Stored items from a collection:

PR #13759, opened 2024-08-11
feat(suite): Add cursor: not-allowed to some more components when disabled

### LINKED ISSUE #12945: Add cursor:not-allowed to disable components

hstastna:
## Description

Add `cursor: not-allowed` for cursor to look nicer to some of the interactive/input components in our design system, when those being disabled.

Additionally, add `args` and `argTypes` in storybook for components that are missing them so one could easily change the values and see how the component changes.

- `Textarea`
- `IconButton`
- `TextButton`
- `TooltipButton`

## Related Issue

## Screenshots:
**Before:**
Example: `Textarea` component
textarea_before

**After:**
Example: `Textarea` component
textarea_after

### DIFF
--- a/packages/components/src/components/buttons/TooltipButton/TooltipButton.stories.tsx
+++ b/packages/components/src/components/buttons/TooltipButton/TooltipButton.stories.tsx
@@ -1,5 +1,8 @@
 import { Meta, StoryObj } from '@storybook/react';
 import { TooltipButton as TooltipButtonComponent } from './TooltipButton';
+import { getFramePropsStory } from '../../common/frameProps';
+import { allowedButtonFrameProps } from '../Button/Button';
+import { variables } from '../../../config';
 
 const meta: Meta = {
     title: 'Buttons/TooltipButton',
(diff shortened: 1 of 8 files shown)


packages/components/src/components/buttons/TooltipButton/TooltipButton.stories.tsx
```diff
@@ -1,5 +1,8 @@
 import { Meta, StoryObj } from '@storybook/react';
 import { TooltipButton as TooltipButtonComponent } from './TooltipButton';
+import { getFramePropsStory } from '../../common/frameProps';
+import { allowedButtonFrameProps } from '../Button/Button';
```
jvaclavik, line 4: I'm not sure if using allowed frame props from Button is a good idea. I would rather strictly separate these props to each component so I would add `allowedTooltipButtonFrameProps` to `TooltipButton`. 
WDYT?

packages/components/src/components/buttons/TooltipButton/TooltipButton.stories.tsx
```diff
@@ -10,7 +13,81 @@ export default meta;
...
+        iconAlignment: 'left',
+        title: 'Button title',
         tooltipContent: 'Example tooltip',
+        ...getFramePropsStory(allowedButtonFrameProps).args,
+    },
+    argTypes: {
+        children: {
+            table: {
+                type: {
+                    summary: 'ReactNode',
```
jvaclavik, line 30: I'm just curious, why do you need to specify the type?

packages/components/src/components/buttons/TooltipButton/TooltipButton.tsx
```diff
@@ -3,17 +3,17 @@ import styled, { useTheme } from 'styled-components';
 import { Icon } from '../../assets/Icon/Icon';
 import { Tooltip } from '../../Tooltip/Tooltip';
 import { Button, ButtonProps } from '../Button/Button';
+import { spacingsPx } from '@trezor/theme';
 
 const StyledButton = styled(Button)`
     position: relative;
-    padding-left: 32px;
-    padding-right: 32px;
+    padding-inline: ${spacingsPx.xxl};
```
jvaclavik, line 10: I didn't know that this exists, good to know 👍

packages/components/src/components/buttons/TooltipButton/TooltipButton.stories.tsx
hstastna: I don't think I do need, storybook can inherit many of them but earlier this summer I was told by you to specify type of each arg in storybook anyway, to be more clear with types and not just rely on storybook itself.

packages/components/src/components/buttons/TooltipButton/TooltipButton.tsx
hstastna: Yes, thanks, but beware, padding-inline is not 100% the same as using padding-left or right. Orientation of the screen matters when using it. However if both values are the same it does not matter and we can safely use it like this.

packages/components/src/components/buttons/TooltipButton/TooltipButton.stories.tsx
jvaclavik: That's true, I was just thinking what does it mean `summary: 'ReactNode'` here

packages/components/src/components/buttons/TooltipButton/TooltipButton.stories.tsx
hstastna: TooltipButton has the same props as `Button`, except `tooltipContent`:
```
export interface TooltipButtonProps extends ButtonProps {
    tooltipContent: ReactNode;
}
```
I found ok what I did because `TooltipButtonProps` is defined exactly like this ("...extends ButtonProps"), and I wanted to avoid repeating code. But I can add `allowedTooltipButtonFrameProps` to `TooltipButton` anyway. I just considered that unnecessary.

jvaclavik: You are right, it makes sense to keep it this way 👍

jvaclavik (approved):

packages/components/src/components/buttons/TooltipButton/TooltipButton.stories.tsx
hstastna: The `summary` field within the `type` object provides a brief description of the type. In this case, it indicates that the `children` property is expected to be of type `ReactNode`.

It's the way how to provide more specific, more custom type in storybook, different than just simple string or number or array. I find it better to use this, better than just writing "string" here instead (as it is incorrectly in some other places and IMHO we should fix it). This way helps Storybook generate more accurate and informative documentation for the component.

Work request: Starting at the top of the data above, repeat every line exactly until the line containing "## Description" has been given, then stop.

Your response:
PR #13759, opened 2024-08-11
feat(suite): Add cursor: not-allowed to some more components when disabled

### LINKED ISSUE #12945: Add cursor:not-allowed to disable components

hstastna:
## Description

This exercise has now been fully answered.